PR #917, opened 2021-03-05
Make TieredVersionStore configurable

snazy:
Adds a configuration for the `TieredVersionStore` that exposes options to:
* configure wait-on-collapse
* configure commit-retry-count
* configure p2 (collapse) retry-count

---
This change is [Reviewable](https://reviewable.io/reviews/projectnessie/nessie/917)

### DIFF
--- a/servers/quarkus-server/src/main/java/org/projectnessie/server/config/TieredVersionStoreConfig.java
+++ b/servers/quarkus-server/src/main/java/org/projectnessie/server/config/TieredVersionStoreConfig.java
@@ -20,9 +20,6 @@ import static org.projectnessie.versioned.impl.TieredVersionStoreConfig.DEFAULT_
 
 import org.eclipse.microprofile.config.inject.ConfigProperty;
 
-import io.quarkus.arc.config.ConfigProperties;
-
-@ConfigProperties(prefix = "nessie.version.store.tiered")
 public interface TieredVersionStoreConfig {
 
   @ConfigProperty(name = "commit-retry-count", defaultValue = DEFAULT_COMMIT_RETRY_COUNT)
--- a/servers/quarkus-server/src/main/java/org/projectnessie/server/config/TieredVersionStoreConfig.java
+++ b/servers/quarkus-server/src/main/java/org/projectnessie/server/config/TieredVersionStoreConfig.java
@@ -1,0 +1,33 @@
+/*
+ * Copyright (C) 2020 Dremio
+ *
+ * Licensed under the Apache License, Version 2.0 (the "License");
+ * you may not use this file except in compliance with the License.
+ * You may obtain a copy of the License at
+ *
+ * http://www.apache.org/licenses/LICENSE-2.0
+ *
+ * Unless required by applicable law or agreed to in writing, software
+ * distributed under the License is distributed on an "AS IS" BASIS,
+ * WITHOUT WARRANTIES OR CONDITIONS OF ANY KIND, either express or implied.
+ * See the License for the specific language governing permissions and
+ * limitations under the License.
+ */
+package org.projectnessie.server.config;
+
+import static org.projectnessie.versioned.impl.TieredVersionStoreConfig.DEFAULT_COMMIT_RETRY_COUNT;
+import static org.projectnessie.versioned.impl.TieredVersionStoreConfig.DEFAULT_P2_COMMIT_RETRY_COUNT;
+
+import org.eclipse.microprofile.config.inject.ConfigProperty;
+
+import io.quarkus.arc.config.ConfigProperties;
+
+@ConfigProperties(prefix = "nessie.version.store.tiered")
+public interface TieredVersionStoreConfig {
+
+  @ConfigProperty(name = "commit-retry-count", defaultValue = DEFAULT_COMMIT_RETRY_COUNT)
+  int commitRetryCount();
+
+  @ConfigProperty(name = "p2-commit-retry-count", defaultValue = DEFAULT_P2_COMMIT_RETRY_COUNT)
+  int p2CommitRetryCount();
+}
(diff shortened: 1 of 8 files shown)


servers/quarkus-server/src/main/java/org/projectnessie/server/config/TieredVersionStoreConfig.java
```diff
@@ -0,0 +1,33 @@
...
+package org.projectnessie.server.config;
+
+import static org.projectnessie.versioned.impl.TieredVersionStoreConfig.DEFAULT_COMMIT_RETRY_COUNT;
+import static org.projectnessie.versioned.impl.TieredVersionStoreConfig.DEFAULT_P2_COMMIT_RETRY_COUNT;
+
+import org.eclipse.microprofile.config.inject.ConfigProperty;
+
+import io.quarkus.arc.config.ConfigProperties;
+
+@ConfigProperties(prefix = "nessie.version.store.tiered")
```
laurentgo, line 25: why not making this a super interface of each tiered store backend instead so that you could use different values for different implementations

snazy: You mean like in the commit I've just pushed?

laurentgo: Yes, and I guess that `ConfigProperties` is not needed anymore?

snazy: yea, true, removed that

versioned/tiered/tiered-impl/src/main/java/org/projectnessie/versioned/impl/TieredVersionStoreConfig.java
```diff
@@ -0,0 +1,53 @@
...
+ * limitations under the License.
+ */
+package org.projectnessie.versioned.impl;
+
+import org.immutables.value.Value.Default;
+import org.immutables.value.Value.Immutable;
+import org.projectnessie.versioned.impl.ImmutableTieredVersionStoreConfig.Builder;
+
+@Immutable
+public interface TieredVersionStoreConfig {
```
jacques-n, line 23: I generally don't think these should be end user configurable. I suggest we come up with things that should be configured versus those that generally shouldn't be and namespace them separately. Additionally, this exposes some internal detail. For example, I think we should actually adjust so we only collapse on save on every N commits or time, which makes the first option here a bit misleading.

snazy: Yea, concurrent commits and especially the kicked-off collapses are tricky. The collapses can be synchronized (i.e. only one collapse per branch), which already works fine. I implemented a mechanism to ensure that only one collapse per Nessie instance is running for each branch for perf-testing (the `Serialize collapse-branch-commits per branch` commit in my `trace-commit` branch + a follow-up that eliminates some more read operations in the commit-code-path). The retry-mechanism(s) used by commit + collapse should have reasonable defaults, but IMO should be tunable, maybe with a configurable retry/back-off strategy - but it's a complicated thing to tune and requires a lot of in-depth knowledge. I'd like to have those at least for now, but maybe prefix those with `internal` or so. WDYT?

jacques-n (commented):
> *[Reviewable](https://reviewable.io/reviews/projectnessie/nessie/917)* status: 0 of 8 files reviewed, 2 unresolved discussions (waiting on @laurentgo and @snazy)

___
*[versioned/tiered/tiered-impl/src/main/java/org/projectnessie/versioned/impl/TieredVersionStoreConfig.java, line 23 at r2](https://reviewable.io/reviews/projectnessie/nessie/917#-MV1KIgxdkFTFf5PxRWb-r2-23:-MVP5vpiAfhO7xOX95a5:b-aybu6c) ([raw file](https://github.com/projectnessie/nessie/blob/c24ab807f90a31f8bc14a08c967af192c5ca6eab/versioned/tiered/tiered-impl/src/main/java/org/projectnessie/versioned/impl/TieredVersionStoreConfig.java#L23)):*

Yea, concurrent commits and especially the kicked-off collapses are tricky. The collapses can be synchronized (i.e. only one collapse per branch), which already works fine. I implemented a mechanism to ensure that only one collapse per Nessie instance is running for each branch for perf-testing (the `Serialize collapse-branch-commits per branch` commit in my `trace-commit` branch + a follow-up that eliminates some more read operations in the commit-code-path). The retry-mechanism(s) used by commit + collapse should have reasonable defaults, but IMO should be tunable, maybe with a configurable retry/back-off strategy - but it's a complicated thing to tune and requires a lot of in-depth knowledge. I'd like to have those at least for now, but maybe prefix those with `internal` or so. WDYT?
</blockquote></details>

I'm fine with internal. What do other people think?

versioned/tiered/tiered-impl/src/main/java/org/projectnessie/versioned/impl/TieredVersionStoreConfig.java
rymurr: > but it's a complicated thing to tune and requires a lot of in-depth knowledge

This to me means they shouldn't be exposed as parameters almost by definition. if I had a dollar for every time I have seen exposing internal details as config result in poor performance. bugs, correctness errors and generally pain...

an `internal` prefix won't discourage or even slow most people down. The best speed bump i can think of is to make people recompile. Which given the likelihood of people needing to change these parameters and the type of people that would change them isn't to me such a big deal.

snazy:
After playing around with the perf-test-related stuff, it turns out that it's not worth to expose these configurables anymore.

Initially, I had ideas to add some configurable retry-implementations/backoff-strategies for commit + collapse. But the combination made it actually much harder to reason about, especially compared to the potential "win", which turned out to be quite low, rather "not measurable" but easy to get wrong. The spark that turned into all that was the question how to reduce the number of retries (or: "produce" less update-collisions).

Therefore I'm closing this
● ● ● ●
> **WHAT YOU ARE ASKED TO DO**: Reproduce each entry in the listing character for character.

> **EXERCISE SOLUTION**:
PR #917, opened 2021-03-05
Make TieredVersionStore configurable

snazy:
Adds a configuration for the `TieredVersionStore` that exposes options to:
* configure wait-on-collapse
* configure commit-retry-count
* configure p2 (collapse) retry-count

---
This change is [Reviewable](https://reviewable.io/reviews/projectnessie/nessie/917)

### DIFF
--- a/servers/quarkus-server/src/main/java/org/projectnessie/server/config/TieredVersionStoreConfig.java
+++ b/servers/quarkus-server/src/main/java/org/projectnessie/server/config/TieredVersionStoreConfig.java
@@ -20,9 +20,6 @@ import static org.projectnessie.versioned.impl.TieredVersionStoreConfig.DEFAULT_
 
 import org.eclipse.microprofile.config.inject.ConfigProperty;
 
-import io.quarkus.arc.config.ConfigProperties;
-
-@ConfigProperties(prefix = "nessie.version.store.tiered")
 public interface TieredVersionStoreConfig {
 
   @ConfigProperty(name = "commit-retry-count", defaultValue = DEFAULT_COMMIT_RETRY_COUNT)
--- a/servers/quarkus-server/src/main/java/org/projectnessie/server/config/TieredVersionStoreConfig.java
+++ b/servers/quarkus-server/src/main/java/org/projectnessie/server/config/TieredVersionStoreConfig.java
@@ -1,0 +1,33 @@
+/*
+ * Copyright (C) 2020 Dremio
+ *
+ * Licensed under the Apache License, Version 2.0 (the "License");
+ * you may not use this file except in compliance with the License.
+ * You may obtain a copy of the License at
+ *
+ * http://www.apache.org/licenses/LICENSE-2.0
+ *
+ * Unless required by applicable law or agreed to in writing, software
+ * distributed under the License is distributed on an "AS IS" BASIS,
+ * WITHOUT WARRANTIES OR CONDITIONS OF ANY KIND, either express or implied.
+ * See the License for the specific language governing permissions and
+ * limitations under the License.
+ */
+package org.projectnessie.server.config;
+
+import static org.projectnessie.versioned.impl.TieredVersionStoreConfig.DEFAULT_COMMIT_RETRY_COUNT;
+import static org.projectnessie.versioned.impl.TieredVersionStoreConfig.DEFAULT_P2_COMMIT_RETRY_COUNT;
+
+import org.eclipse.microprofile.config.inject.ConfigProperty;
+
+import io.quarkus.arc.config.ConfigProperties;
+
+@ConfigProperties(prefix = "nessie.version.store.tiered")
+public interface TieredVersionStoreConfig {
+
+  @ConfigProperty(name = "commit-retry-count", defaultValue = DEFAULT_COMMIT_RETRY_COUNT)
+  int commitRetryCount();
+
+  @ConfigProperty(name = "p2-commit-retry-count", defaultValue = DEFAULT_P2_COMMIT_RETRY_COUNT)
+  int p2CommitRetryCount();
+}
(diff shortened: 1 of 8 files shown)


servers/quarkus-server/src/main/java/org/projectnessie/server/config/TieredVersionStoreConfig.java
```diff
@@ -0,0 +1,33 @@
...
+package org.projectnessie.server.config;
+
+import static org.projectnessie.versioned.impl.TieredVersionStoreConfig.DEFAULT_COMMIT_RETRY_COUNT;
+import static org.projectnessie.versioned.impl.TieredVersionStoreConfig.DEFAULT_P2_COMMIT_RETRY_COUNT;
+
+import org.eclipse.microprofile.config.inject.ConfigProperty;
+
+import io.quarkus.arc.config.ConfigProperties;
+
+@ConfigProperties(prefix = "nessie.version.store.tiered")
```
laurentgo, line 25: why not making this a super interface of each tiered store backend instead so that you could use different values for different implementations

snazy: You mean like in the commit I've just pushed?

laurentgo: Yes, and I guess that `ConfigProperties` is not needed anymore?

snazy: yea, true, removed that

versioned/tiered/tiered-impl/src/main/java/org/projectnessie/versioned/impl/TieredVersionStoreConfig.java
```diff
@@ -0,0 +1,53 @@
...
+ * limitations under the License.
+ */
+package org.projectnessie.versioned.impl;
+
+import org.immutables.value.Value.Default;
+import org.immutables.value.Value.Immutable;
+import org.projectnessie.versioned.impl.ImmutableTieredVersionStoreConfig.Builder;
+
+@Immutable
+public interface TieredVersionStoreConfig {
```
jacques-n, line 23: I generally don't think these should be end user configurable. I suggest we come up with things that should be configured versus those that generally shouldn't be and namespace them separately. Additionally, this exposes some internal detail. For example, I think we should actually adjust so we only collapse on save on every N commits or time, which makes the first option here a bit misleading.

snazy: Yea, concurrent commits and especially the kicked-off collapses are tricky. The collapses can be synchronized (i.e. only one collapse per branch), which already works fine. I implemented a mechanism to ensure that only one collapse per Nessie instance is running for each branch for perf-testing (the `Serialize collapse-branch-commits per branch` commit in my `trace-commit` branch + a follow-up that eliminates some more read operations in the commit-code-path). The retry-mechanism(s) used by commit + collapse should have reasonable defaults, but IMO should be tunable, maybe with a configurable retry/back-off strategy - but it's a complicated thing to tune and requires a lot of in-depth knowledge. I'd like to have those at least for now, but maybe prefix those with `internal` or so. WDYT?

jacques-n (commented):
> *[Reviewable](https://reviewable.io/reviews/projectnessie/nessie/917)* status: 0 of 8 files reviewed, 2 unresolved discussions (waiting on @laurentgo and @snazy)

___
*[versioned/tiered/tiered-impl/src/main/java/org/projectnessie/versioned/impl/TieredVersionStoreConfig.java, line 23 at r2](https://reviewable.io/reviews/projectnessie/nessie/917#-MV1KIgxdkFTFf5PxRWb-r2-23:-MVP5vpiAfhO7xOX95a5:b-aybu6c) ([raw file](https://github.com/projectnessie/nessie/blob/c24ab807f90a31f8bc14a08c967af192c5ca6eab/versioned/tiered/tiered-impl/src/main/java/org/projectnessie/versioned/impl/TieredVersionStoreConfig.java#L23)):*

Yea, concurrent commits and especially the kicked-off collapses are tricky. The collapses can be synchronized (i.e. only one collapse per branch), which already works fine. I implemented a mechanism to ensure that only one collapse per Nessie instance is running for each branch for perf-testing (the `Serialize collapse-branch-commits per branch` commit in my `trace-commit` branch + a follow-up that eliminates some more read operations in the commit-code-path). The retry-mechanism(s) used by commit + collapse should have reasonable defaults, but IMO should be tunable, maybe with a configurable retry/back-off strategy - but it's a complicated thing to tune and requires a lot of in-depth knowledge. I'd like to have those at least for now, but maybe prefix those with `internal` or so. WDYT?
</blockquote></details>

I'm fine with internal. What do other people think?

versioned/tiered/tiered-impl/src/main/java/org/projectnessie/versioned/impl/TieredVersionStoreConfig.java
rymurr: > but it's a complicated thing to tune and requires a lot of in-depth knowledge

This to me means they shouldn't be exposed as parameters almost by definition. if I had a dollar for every time I have seen exposing internal details as config result in poor performance. bugs, correctness errors and generally pain...

an `internal` prefix won't discourage or even slow most people down. The best speed bump i can think of is to make people recompile. Which given the likelihood of people needing to change these parameters and the type of people that would change them isn't to me such a big deal.

snazy:
After playing around with the perf-test-related stuff, it turns out that it's not worth to expose these configurables anymore.

Initially, I had ideas to add some configurable retry-implementations/backoff-strategies for commit + collapse. But the combination made it actually much harder to reason about, especially compared to the potential "win", which turned out to be quite low, rather "not measurable" but easy to get wrong. The spark that turned into all that was the question how to reduce the number of retries (or: "produce" less update-collisions).

Therefore I'm closing this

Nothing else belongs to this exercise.